Stored items

════════

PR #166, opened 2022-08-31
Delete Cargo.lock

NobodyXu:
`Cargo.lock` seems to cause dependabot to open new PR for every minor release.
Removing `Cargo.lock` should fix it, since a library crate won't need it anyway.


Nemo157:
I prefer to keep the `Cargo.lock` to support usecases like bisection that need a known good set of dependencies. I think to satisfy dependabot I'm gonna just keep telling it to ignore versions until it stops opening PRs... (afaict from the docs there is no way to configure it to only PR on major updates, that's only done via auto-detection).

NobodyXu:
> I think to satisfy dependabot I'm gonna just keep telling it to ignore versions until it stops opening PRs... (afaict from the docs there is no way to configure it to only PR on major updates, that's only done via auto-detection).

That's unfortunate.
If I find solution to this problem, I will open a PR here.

════════

* [Work item]: Reproduce each line of the data without any change.

* [Expected answer]:
PR #166, opened 2022-08-31
Delete Cargo.lock

NobodyXu:
`Cargo.lock` seems to cause dependabot to open new PR for every minor release.
Removing `Cargo.lock` should fix it, since a library crate won't need it anyway.


Nemo157:
I prefer to keep the `Cargo.lock` to support usecases like bisection that need a known good set of dependencies. I think to satisfy dependabot I'm gonna just keep telling it to ignore versions until it stops opening PRs... (afaict from the docs there is no way to configure it to only PR on major updates, that's only done via auto-detection).

NobodyXu:
> I think to satisfy dependabot I'm gonna just keep telling it to ignore versions until it stops opening PRs... (afaict from the docs there is no way to configure it to only PR on major updates, that's only done via auto-detection).

That's unfortunate.
If I find solution to this problem, I will open a PR here.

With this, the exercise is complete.